Reginald Mobley is a world-renowned countertenor. If you did not know this in advance, you might be surprised when he begins to sing in crystalline high notes, in a range comparable to the mezzo-soprano or contralto in the female voice.
Mobley’s immense talent has him in high demand as a soloist from classical music companies such as Music of the Baroque. The ensemble not only featured him in its concerts November 20 (at the North Shore Center for the Performing Arts in Skokie) and November 21 (at the Harris Theater) but gave him top billing in a program titled “Reginald Mobley Sings.”
Mobley—who last performed with Music of the Baroque in May 2019—made just a cameo appearance in the first half of Monday’s concert, which was led by longtime primary guest conductor and harpsichordist Nicholas Kraemer.
Mobley stood at rear stage with the Music of the Baroque Chorus, directed by Andrew Megill, and provided the countertenor solos for 17th century composer Henry Purcell’s Welcome to all the Pleasures, a paean to the joys of music and to St. Cecilia, the patron saint of music.
The orchestra proceeded into Purcell’s Fantasia in Three Parts Upon a Ground, which highlighted the return of concertmaster Gina DiBello—one of Chicago’s most brilliant classical violinists—after a maternity leave. Performed by only six instruments (three violins, cello, harpsichord and the huge stringed instrument known as the therebo), the Fantasia is written in a style, popular at the time, that called to mind the more famous Canon in D Minor composed by Purcell contemporary Johann Pachelbel.
The Purcell set wrapped up with the composer’s sacred side, a choral performance of his brief but profound Hear My Prayer, O Lord. The chorus was in full voice, notable because some past performances at the Harris rear stage did not project with great impact into the audience.
The first half concluded with Johann Sebastian Bach’s Brandenburg Concerto No. 4 in G Major, a well-played and familiar piece that paired DiBello on violin solo with the recorders of Patrick O’Malley and Lisette Kielson.
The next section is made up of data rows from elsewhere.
PR #1439, opened 2019-03-13
fix merge conflict in man page

oefd:
For whatever reason a merge conflict ended up in master - this just resolves that conflict.

This has filtered down at least to the Arch Linux package, but is also a purely aesthetic problem so whether it's worth publishing a new version and trying to get it repackaged isn't too clear cut.

I figure worth fixing it in master in the repo at least.

### DIFF
--- a/docs/man/glances.1
+++ b/docs/man/glances.1
@@ -1,10 +1,6 @@
 .\" Man page generated from reStructuredText.
 .
-<<<<<<< HEAD
 .TH "GLANCES" "1" "Jan 19, 2019" "3.1.0" "Glances"
-=======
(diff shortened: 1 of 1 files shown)


nicolargo:
Please PR should be done on DEVELOP branch

oefd:
Sorry if I was unclear, but this is an issue that was added to the master branch (and the master branch only) by b668b0bf4c54d082538f938f52f3093543fdd693 when a merge of develop into master accidentally left in some merge conflict markers.

All this PR is meant to do is hotfix it so you don't need to wait for the next merge of develop into master  to make the generated man page not render with some errant markers.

Music of the Baroque is always serious about audience education, and Kraemer noted that the Brandenburg Concertos, staples for many orchestras in our modern era, were not even discovered until 1850, 100 years after Bach’s death.
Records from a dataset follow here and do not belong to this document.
PR #1463, opened 2019-04-10
snap: Add packaging-specific gitignore rules

Lin-Buo-Ren:
#### Description
Avoid showing snap build artifacts as untracked files, this should also make the -dirty tag in the snap version string disappear.

#### Resume
* Bug fix: kinda
* New feature: no


nicolargo:
Thanks for the contribution !

PR #1471, opened 2019-04-19
Filter duplicate public IP addresses in IP plugin

mendelgusmao:
#### Description

I just noticed that httpbin.org is returning duplicate IP addresses in the format "1.2.3.4, 1.2.3.4". Here is a cosmetic fix that deduplicates the data. 

#### Resume

* Bug fix: yes
* New feature: no
* Fixed tickets: None


nicolargo:
Thanks for the enhancement @mendelgusmao

Issue #1420, opened 2019-02-11
[WEB-UI] Glances-3.1.0: no Linux distribution name in the web GUI


spezialist1:
#### Description

It looks like a bug: after the standard installation (from https://nicolargo.github.io/glances/) of the stable release Glances 3.1.0 with psutil 5.5.0 under CentOS-7.6, the Linux distribution name is not displayed in the web-GUI. Below is my screenshot where the top is the web-GUI, and the bottom is the usual ssh-console. It is clearly seen, that the Linux distribution name is present in the ssh-console:
![no_distro_name](https://user-images.githubusercontent.com/10425179/52559553-31165100-2dfe-11e9-9ea4-bcaabefddc10.png)

#### Versions

* Glances & psutil (glances -V): Glances v3.1.0 with psutil v5.5.0
* Operating System (lsb_release -a): CentOS Linux release 7.6.1810 (Core)

Very thanks for the support.

nicolargo:
@notFloran Can you have a look ? i think that the distrib name is available in the API.

PR #1472, opened 2019-04-20
[WebUI] Fix use of isLinux

notFloran:
#### Description

After the big refactoring of the webui, I broke the use of `isLinux`.

#### Resume

* Bug fix: yes
* New feature: no
* Fixed tickets: #1420


nicolargo:
Thanks !

PR #1722, opened 2020-09-09
Fix container rss value

anjz:
#### Description

Container RSS metric in the web UI was getting the value from container memory instead of container rss.

#### Resume

* Bug fix: yes
* New feature: no


notFloran:
You need to commit/push the builded assets, see https://github.com/nicolargo/glances/blob/develop/glances/outputs/static/README.md

anjz:
I've pushed the built assets, but I didn't have to do it when I first introduced the rss metric: https://github.com/nicolargo/glances/pull/1695

notFloran:
Thanks @anjz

The second half was an entirely different concert, with Mobley dominating the stage and receiving bravos from the appreciative audience after each piece.
His first song was the aria Cara Sposa from George Frideric Handel’s opera Rinaldo. His piercing voice carried the emotions of this tear-jerker, in which the title character mourns the disappearance of his beloved wife after she was swept away by a jealous sorceress. (Never fear, this one has a happy ending.)
The Handel track continued with the aria Fammi combattere from the opera Orlando. This time, the knightly title character pledges to do crazy things, even fight fierce monsters, to earn the love of the woman he desires (he fails).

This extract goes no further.